We need the confidence that we have something worthy to say and the courage to say it.
Why don’t Evangelical Christians create much culture?
One of the several reasons, I’d argue, regards how we envision our faith.
The story of faith I inherited usually started with human sin and finished with Jesus’ sacrifice on the cross. These are key Christian doctrines, of course. But are they the whole of the biblical story?
To understand salvation as forgiveness for personal sins is certainly at the heart of the Gospel. But if we stay there, we can unintentionally encourage an individualistic, dualistic form of Christianity. This view – the view so many of us grew up with – tends to attend to the human heart, seldom to human society. It thrives on Sundays but had little to say about Mondays. It has much to say about marriage and family but not much about work, the economy, social issues, the wider society. When it tries to speak to those who do not believe, those efforts usually take place in our turf and on our terms: evangelistic sermons, apologetic talks, training for personal evangelism.
The books, songs and art we produce are usually aimed at convinced Christians. This kind of preaching is effective in reaching people willing to enter our social location and accept our discourse, but we do not have much of a language for those who do not come to hear us. In sum, we accept a privatized role speaking to individual issues in a secularized society.
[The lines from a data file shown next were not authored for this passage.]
PR #1477, opened 2024-04-04
[Doc] Additional details for USM allocators with std::vector

danhoeflinger:
Separated out from #1438.  
Documentation changes to describe the details of usm allocators after that PR is merged.  
It also describes a more guaranteed way for proper handling of USM allocated data by directly obtaining USM pointers from a `std::vector`, as this does not rely on any implementation details of the C++ standard library implementation.

### DIFF
--- a/documentation/library_guide/parallel_api/pass_data_algorithms.rst
+++ b/documentation/library_guide/parallel_api/pass_data_algorithms.rst
@@ -88,10 +88,10 @@ on details of the C++ standard library implementation and what information about
 allocator is included in the ``std::vector::iterator`` type definition. If USM allocated
 vector iterators are not detectable with your C++ standard library, they will still function
 as inputs to oneDPL, but they will be treated as if they were host-side
-``std::vector::iterator`` as described in the section below. To guarantee no additional
-host-side copies, you can use ``std::vector::data()`` in combination with ``std::vector::size()``
-with USM allocated vectors to obtain a USM pointers. This will avoid extra host-side copies
-regardless of the C++ standard library implementation.
+``std::vector::iterator`` as described in the `Use Host-Side std::vector`_ section. To guarantee
+no additional host-side copies, you can use ``std::vector::data()`` in combination with
+``std::vector::size()`` with USM allocated vectors to obtain a USM pointer. This will avoid
+extra host-side copies regardless of the C++ standard library implementation.
 
 An example of ``std::vector`` with a USM allocator:
 
--- a/documentation/library_guide/parallel_api/pass_data_algorithms.rst
+++ b/documentation/library_guide/parallel_api/pass_data_algorithms.rst
@@ -81,7 +81,19 @@ the buffer were created for the same queue. For example:
     return 0;
   }
 
-Alternatively, use ``std::vector`` with a USM allocator. For example:
+Alternatively, use ``std::vector`` with a USM allocator.
+
+Note: The ability to appropriately detect USM allocated ``std::vector::iterator`` depends
+on details of the C++ standard library implementation and what information about the
+allocator is included in the ``std::vector::iterator`` type definition. If USM allocated
+vector iterators are not detectable with your C++ standard library, they will still function
+as inputs to oneDPL, but they will be treated as if they were host-side
+``std::vector::iterator`` as described in the section below. To guarantee no additional
+host-side copies, you can use ``std::vector::data()`` in combination with ``std::vector::size()``
+with USM allocated vectors to obtain a USM pointers. This will avoid extra host-side copies
+regardless of the C++ standard library implementation.
+
+An example of ``std::vector`` with a USM allocator:
 
 .. code:: cpp
 
@@ -95,6 +107,9 @@ Alternatively, use ``std::vector`` with a USM allocator. For example:
     std::vector<int, decltype(alloc)> vec(n, alloc);
 
     std::fill(policy, vec.begin(), vec.end(), 42);
+
+    //alternative to use USM pointers:
+    // std::fill(policy, vec.data(), vec.data() + vec.size(), 42);
 
     return 0;
   }
--- a/documentation/library_guide/parallel_api/pass_data_algorithms.rst
+++ b/documentation/library_guide/parallel_api/pass_data_algorithms.rst
@@ -4,8 +4,8 @@ Pass Data to Algorithms
 You can use one of the following ways to pass data to an algorithm executed with a device policy:
 
 * ``oneapi:dpl::begin`` and ``oneapi::dpl::end`` functions
-* Unified shared memory (USM) pointers and ``std::vector`` with USM allocators
-* Iterators of host-side ``std::vector``
+* Unified shared memory (USM) pointers
+* Iterators or USM pointers to ``std::vector`` data
 
 .. _use-buffer-wrappers:
 
@@ -56,14 +56,9 @@ To use the functions, add ``#include <oneapi/dpl/iterator>`` to your code. For e
 Use Unified Shared Memory
 -------------------------
 
-The following examples demonstrate two ways to use the parallel algorithms with USM:
-
-* USM pointers
-* USM allocators
-
-If you have a USM-allocated buffer, pass the pointers to the start and past the end
-of the buffer to a parallel algorithm. Make sure that the execution policy and
-the buffer were created for the same queue. For example:
+If you have USM-allocated memory, pass the pointers to the start and past the end
+of the sequence to a parallel algorithm. Make sure that the execution policy and
+the USM-allocated memory were created for the same queue. For example:
 
 .. code:: cpp
 
@@ -81,52 +76,19 @@ the buffer were created for the same queue. For example:
     return 0;
   }
 
-Alternatively, use ``std::vector`` with a USM allocator.
-
-Note: The ability to appropriately detect USM allocated ``std::vector::iterator`` depends
-on details of the C++ standard library implementation and what information about the
-allocator is included in the ``std::vector::iterator`` type definition. If USM allocated
-vector iterators are not detectable with your C++ standard library, they will still function
-as inputs to oneDPL, but they will be treated as if they were host-side
-``std::vector::iterator`` as described in the `Use Host-Side std::vector`_ section. To guarantee
-no additional host-side copies, you can use ``std::vector::data()`` in combination with
-``std::vector::size()`` with USM allocated vectors to obtain USM pointers, which can be used as
-substitutes for ``std::vector::begin()`` and ``std::vector::end()``. This will avoid extra
-host-side copies regardless of the C++ standard library implementation.
-
-An example of ``std::vector`` with a USM allocator:
-
-.. code:: cpp
-
-  #include <oneapi/dpl/execution>
-  #include <oneapi/dpl/algorithm>
-  #include <sycl/sycl.hpp>
-  int main(){
-    const int n = 1000;
-    auto policy = oneapi::dpl::execution::dpcpp_default;
-    sycl::usm_allocator<int, sycl::usm::alloc::shared> alloc(policy.queue());
-    std::vector<int, decltype(alloc)> vec(n, alloc);
-
-    std::fill(policy, vec.begin(), vec.end(), 42);
-
-    //alternative to use USM pointers:
-    // std::fill(policy, vec.data(), vec.data() + vec.size(), 42);
-
-    return 0;
-  }
-
 When using device USM, such as allocated by ``malloc_device``, manually copy data to this memory
 before calling oneDPL algorithms, and copy it back once the algorithms have finished execution.
 
-Use Host-Side std::vector
+Use std::vector
 -----------------------------
 
-|onedpl_long| parallel algorithms can be called with ordinary (host-side) iterators, as seen in the
-example below.
-In this case, a temporary SYCL buffer is created, and the data is copied to this buffer.
-After processing on a device is complete, the modified data is copied from the temporary buffer back
-to the host container.
-For example:
+The following examples demonstrate two ways to use the parallel algorithms with ``std::vector``:
+
+* host allocators
+* USM allocators
+
+You can use iterators to host allocated ``std::vector`` data
+as shown in the following example:
 
 .. code:: cpp
 
@@ -140,4 +102,40 @@ For example:
     return 0;
   }
 
-Working with SYCL buffers is recommended to reduce data copying between the host and device.
+When using iterators to host allocated data, a temporary SYCL buffer is created, and the data
+is copied to this buffer. After processing on a device is complete, the modified data is copied
+from the temporary buffer back to the host container. While convenient, using host allocated
+data can lead to unintended copying between host and device. We recommend working with SYCL buffers
+or USM memory to reduce data copying between the host and device. 
+
+You can also use ``std::vector`` with a USM allocator, as shown in the following example:
+
+.. code:: cpp
+
+  #include <oneapi/dpl/execution>
+  #include <oneapi/dpl/algorithm>
+  #include <sycl/sycl.hpp>
+  int main(){
+    const int n = 1000;
+    auto policy = oneapi::dpl::execution::dpcpp_default;
+    sycl::usm_allocator<int, sycl::usm::alloc::shared> alloc(policy.queue());
+    std::vector<int, decltype(alloc)> vec(n, alloc);
+
+    // Recommended to use USM pointers:
+    std::fill(policy, vec.data(), vec.data() + vec.size(), 42);
+
+    // Iterators for USM allocators might require extra copying
+    // std::fill(policy, vec.begin(), vec.end(), 42);
+
+    return 0;
+  }
+
+Make sure that the execution policy and the USM-allocated memory were created for the same queue.
+When using USM allocators with ``std::vector``, it is recommended to use USM pointers as shown in
+the example above, rather than with iterators to ``std::vector``. In some implementations of the C++
+Standard Library, it is not possible to detect that iterators are pointing to USM-allocated data.
+In those cases, data will be treated as if it were host-side data, and will require extra copying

But a good-ol’ return to the Scriptures shows that the biblical story is wider. It starts with creation and proceeds to Jesus’ resurrection, ascension, and future renewal of all things. It gives us a cultural mandate, besides the great commission; it teaches us to seek the welfare of the city, not just of our Christian tribe; it portrays Jesus healing bodies besides saving souls and God’s new creation as a garden-city where the original garden with the tree of life is enriched by the best of human culture.
Jon Tyson and Heather Grizzle write in A Creative Minority,
… many Christians have been taught only half the story – that we were born sinners and our focus should be on getting ourselves and others to heaven…. However, if we live out the fullness of God’s story, we recognize that we are made in God’s image, and our purpose is to join God in the renewal of all things. Every person is dignity and every job matters because it is part of God’s good creation. A Creative Minority has an alternative vision of faith and work that encompasses everyone’s life, not just some sort of Christian elite class.1
To be a creative minority is a social role larger than the role many Evangelicals are accustomed to. It means, for instance, envisioning the “church” not just the gathered church but also the scattered church, made by the contributions not just of the clergy but of the whole people of God in all areas of human life. As Miroslav Volf writes in A Public Faith,
The Christian faith malfunctions when it is practiced as a mystical religion in which ascent is followed by a barren rather than creative return, a return that has no positive purpose for the world. The ascent is the receptive moment… The return is the creative moment.”2
Such creative return requires the confidence that we have something worthy to say and the courage to say it. At the same time, we are called to give “a reason for the hope” that is in us “with “gentleness and respect.”3 We do so not out of a pursuit of power but to humbly serve the common good. In the words of painter Makoto Mujimura, “Culture is not a territory to be won or lost but a resource we are called to steward with care. Culture is a garden to be cultivated.”4
1. Jon Tyson and Heather Grizzle, A Creative Minority: Influencing Culture Through Redemptive Participation (2016), 27, 29.
2. Miroslav Volf, A Public Faith: How Followers of Christ Should Serve the Common Good (Brazos Press, 2017), 7-8.
3. 1 Peter 3:15
4. Makoto Fujimura, Culture Care: Reconnecting with Beauty for Our Common Life (Grand Rapids, IVPress, 2017), 40.